そして、どうなったのか。アメリカはもう日本を繁栄させ、防衛する必要性をなくしたのである。むしろ、想定以上に豊かになった日本は、アメリカの「経済的な敵」になりつつあった。
だから、日米同盟は1991年の冷戦終結で、ひとまず役割を終えたと考えることもできる。冷戦のために必要だった日米同盟は冷戦が終わって意義を喪失した。冷戦が終わって、日米関係も変わったのだ。
表面的にはまだ日米同盟は続いているのだが、日本が1991年以降も変わらずアメリカに忠誠を誓っているのとは裏腹に、アメリカの方は日本から静かに離れようとしつつあった。
1990年代以降、鉄鋼、半導体、自動車、造船の分野で、アメリカはしばしば日本企業に懲罰的な賠償金の支払いを求めた。この日本バッシングを容認していたのが、ビル・クリントン政権だった。
こうした姿勢から、アメリカが「日本を潜在的な経済敵国として見るようになった」と日本人は感じ取っていたが、それでも日本人の多くはずっとアメリカが密接な同盟国であると信じて疑わなかった。

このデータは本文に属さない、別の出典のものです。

Issue #68, opened 2017-01-02
Recursive Glob - "globstar" 


vitalipe:
There is a cool and almost hidden feature of bash (4 and up) called "globstar" that allows 
you to create recursive globs, like this:
```
**  # will match any file under current dir & it's sub directories recursively

**.c # will match any .c file under current dir & it's sub directories recursively

*/**.c # will match any .c file under any sub directory recursively ,
       #  but in the current directory

```

just remember that you need to enable it first with the following command: 
``` shopt -s globstar```

In the real world you will often use ```find``` for matching files recursively, but still, it's useful to know about it, because newer shells like zsh have it enabled by default, and many build tools use it a lot (this is how I found out about it).

PR #79, opened 2017-01-06

ofirlv:


12_glob_lab/globlab.txt
```diff
@@ -4,26 +4,31 @@ https://www.tocode.co.il/bundles/unix1/lessons/globlab
...
 
+  Ofir>> for some reason the shell is not case sensitive so also upper case letters are matched, same for the next quesiton. 
+  
   2. All files whose name starts with an uppercase letter
-  Answer:
+  Answer: [A-Z]*
 
   3. All files whose name ends in an "a", "e", "i", "o" or "u"
-  Answer:
+  Answer: *[aeiou].*
```
vitalipe, line 15: a file does not have to contain a dot in their name, for example: ```/etc/passwd``` is a simple text file

12_glob_lab/globlab.txt
```diff
@@ -4,26 +4,31 @@ https://www.tocode.co.il/bundles/unix1/lessons/globlab
...
-  Answer:
+  Answer: *[!aeiou].*
 
   5. All files with extension ".c" that are in a folder named "src"
-  Answer:
+  Answer: ls src/*.c
 
   6. All files with extension ".c" under any folder
-  Answer:
+  Answer: ls */*.c
```
vitalipe, line 24: correct! there is also a[ hidden recursive glob](https://github.com/tocodeil/unix1-course-examples/issues/68) in bash :)

12_glob_lab/globlab.txt
```diff
@@ -4,26 +4,31 @@ https://www.tocode.co.il/bundles/unix1/lessons/globlab
...
 
 2. Write a command that would delete all files ending with a ".png" under any subdirectory.
+$ rm */*.png
 
 3. The command "ls -l" can take the name of a file or directory and show details on them. From within "wildcards" folder run "ls -l [A-Z]*". What was printed? Why?
+Suppose to print the content of Doc directory. as the match should start with upper case letter. Like I mentioned above, for some reason the match is not case sensitive.
```
vitalipe, line 30: yeah good catch! I try to [explain here](https://github.com/tocodeil/unix1-course-examples/issues/15) let me know if that makes sense to you..

12_glob_lab/globlab.txt
```diff
@@ -4,26 +4,31 @@ https://www.tocode.co.il/bundles/unix1/lessons/globlab
...
 
 4. Search in "man ls" for an option to show only directory data so the command "ls _____ D*" should print only the word Doc
 
+$ ls -l -d [D]*
```
vitalipe, line 34: nice :) but it's possible, and a good practice to combine flags:
```ls -ld``` is the same as ```ls -dl``` and ```ls -l -d``` or ```ls -d -l```

12_glob_lab/globlab.txt
vitalipe: in unix directories are also files.. so the question was a bit vague, there is no glob that I know of that can match files by type.. there is a command called ```file``` that can do that for you, and there are other ways like using ```find``` ...

vitalipe:
@ofirlv -  good job! :) looks like you got the important parts correct. hopefully after reading my comments, the rest is more clear now. If you have any questions feel free to open an issue or mail me :)

PR #1341, opened 2018-01-26
Apply all python requirements at once

AymericDu:


all-requirements.txt
```diff
@@ -1,7 +1,7 @@
 cliff>=2.0.0,<2.1.0
 # This can be simplified when https://github.com/eventlet/eventlet/issues/401 is fixed
 eventlet!=0.18.3,!=0.20.1,<0.21.0,>=0.18.2
-requests<2.13.0
```
vincent-legoll: You should explain that in the commit msg as it is not obvious why you changed it that way

AymericDu: In the past, we think we had a similar problem: https://github.com/requests/requests/issues/3992
But the experimentation shows that the recent versions work.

しかし、以後のアメリカは日本が存在しないかのように放置(パッシング)して、資本主義の仲間入りをした中国に傾倒するようになった。
ここで私が言いたいのは「アメリカですらも、いつも日本の味方であり続けることはない」ということだ。状況が変われば、また日米は離反するかもしれない。そうであれば、日本の安全保障はどうなるのか。